● EXERCISE INSTRUCTIONS:
Scan the entries for lines with the word "configuration" and copy those lines.

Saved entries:
PR #42, opened 2023-02-09
Add doxygen rule [BUILD-450]

krisukox:
This PR adds doxygen rule that uses system doxygen to generate documentation. It also checks if `dot` is installed in the system and sets path in the doxygen config file.

Tested here:
https://github.com/swift-nav/starling/pull/7536
https://github.com/swift-nav/starling-core/pull/213
https://github.com/swift-nav/libpal/pull/293


tools/doxygen.bzl
```diff
@@ -0,0 +1,70 @@
...
+# be be distributed together with this source. All other rights reserved.
+#
+# THIS CODE AND INFORMATION IS PROVIDED "AS IS" WITHOUT WARRANTY OF ANY KIND,
+# EITHER EXPRESSED OR IMPLIED, INCLUDING BUT NOT LIMITED TO THE IMPLIED
+# WARRANTIES OF MERCHANTABILITY AND/OR FITNESS FOR A PARTICULAR PURPOSE.
+
+load("//tools:configure_file.bzl", "configure_file_impl")
+
+def _swift_doxygen_impl(ctx):
+    vars = ctx.attr.vars | {}
```
krisukox, line 14: This is needed in order to copy dict instead of referencing it. Without this I received:
`Error: trying to mutate a frozen dict value`

tools/doxygen.bzl
```diff
@@ -0,0 +1,73 @@
...
+    for src_dir in in_list:
+        if first_dir:
+            first_dir = False
+        else:
+            string += '" "'
+        string += src_dir
+    return string
+
+def _swift_doxygen_impl(ctx):
+    vars = ctx.attr.vars | {}
```
krisukox, line 26: This is needed in order to copy dict instead of referencing it. Without this, I received:
`Error: trying to mutate a frozen dict value`

tools/doxygen.bzl
```diff
@@ -0,0 +1,62 @@
...
+    implementation = _swift_doxygen_impl,
+    attrs = {
+        "vars": attr.string_dict(),
+        "template": attr.label(
+            allow_single_file = [".in"],
+            mandatory = True,
+        ),
+        "deps": attr.label_list(),
+        "doxygen_source_directories": attr.string_list(),
+        "doxygen_output_directory": attr.string(),
```
isaactorz, line 55: In your test PR's I see a couple of different conventions for specifying the output directory (some use `doxygen`, and some use `<lib>_doxygen`. Do you think it makes more sense to just standardize on something and make that the default value here instead?

I'm thinking what would be more intuitive for people who end up using this rule and then are trying to figure out where the documentation was generated to.

tools/doxygen.bzl
isaactorz: I'd add this as a comment in the code

tools/doxygen.bzl
isaactorz, line 1: `tools` will get pretty overloaded if we dump everything there. We should make a seperate `doxygen` folder.

tools/doxygen.bzl
krisukox: I removed this parameter. Output directory names are created from `target_name + "_doxygen"`.

isaactorz (dismissed):
~~LGTM!~~

Edit: not so fast.

tools/configure_file.bzl
```diff
@@ -10,7 +10,7 @@
 
 CMAKE_FALSE_CONSTANTS = ["0", "OFF", "NO", "FALSE", "N", "IGNORE", "NOTFOUND"]
 
-def configure_file_impl(ctx, vars):
+def configure_file_impl(ctx, vars, out):
```
isaactorz, line 13: Can we do this without breaking the API?

It's going to be a pain to get these changes in as we'll have to merge this update from the top down before we can merge the PR's that implement this.

I think this can be avoided if we just add a `out` attr to the doxygen rule so this can continue to be referenced as `ctx.attr.out`

krisukox: But then we would have to pass the `out` parameter to the `swift_doxygen` rule (because we can't overwrite an attribute inside a rule), which I think might complicate the doxygen rule API. (The `out` parameter is used to generate the Doxyfile "template", not the doxygen output directory)

How about introducing None as a default parameter and if any parameter is not set, taking it from the ctx:
```
def configure_file_impl(ctx, vars = None, out = None):
    if vars == None:
        vars = ctx.attr.vars

    if out == None:
        out = ctx.attr.out
```

isaactorz: Yeah that works 👍🏼

isaactorz (approved):
lgtm!

PR #43, opened 2023-02-09
cc: toolchain: hermetic llvm toolchain [BUILD-519]

isaactorz:
Adds a hermetic llvm toolchain for x86_64-linux.

# Usage

In your `WORKSPACE.bazel` file:
```bazel
load("@rules_swiftnav//cc:repositories.bzl", "swift_cc_toolchain", "register_swift_cc_toolchains")

# create rule for downloading the llvm distribution
swift_cc_toolchain()

# register the toolchain
register_swift_cc_toolchains()
```

# Design Notes

The original idea was to vendor https://github.com/grailbio/bazel-toolchain,
but this would've pulled in thousands of lines of complicated toolchain config code we probably don't need for our builds. It's an open source project that strives to be highly configurable for different use cases, and support a wide variety of llvm toolchains.

So instead I basically wrote this from the ground up, and leaned heavily on ideas from the above and similar projects.

The result is a much simpler and maintainable setup that is completely understood what every piece is for. Notably, it doesn't rely on any repository rules, template expansion, or symlink shenanigans.

Currently only x64-linux is supported but this is most of the general framework
we'll need to expand to supporting mac, and potentially even some of our cross-compilation toolchains.

# Testing

- [x] Test intel mac build
- [x] Test arm mac build
- [x] Test release configuration build
- [x] Test debug configuration build
- [x] Test coverage build
- [x] Test remote caching
- [x] Test whether `-fdebug-prefix` is necessary

Test PR's:
- https://github.com/swift-nav/starling/pull/7608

● ANSWER TO THE PROBLEM:
- [x] Test release configuration build
- [x] Test debug configuration build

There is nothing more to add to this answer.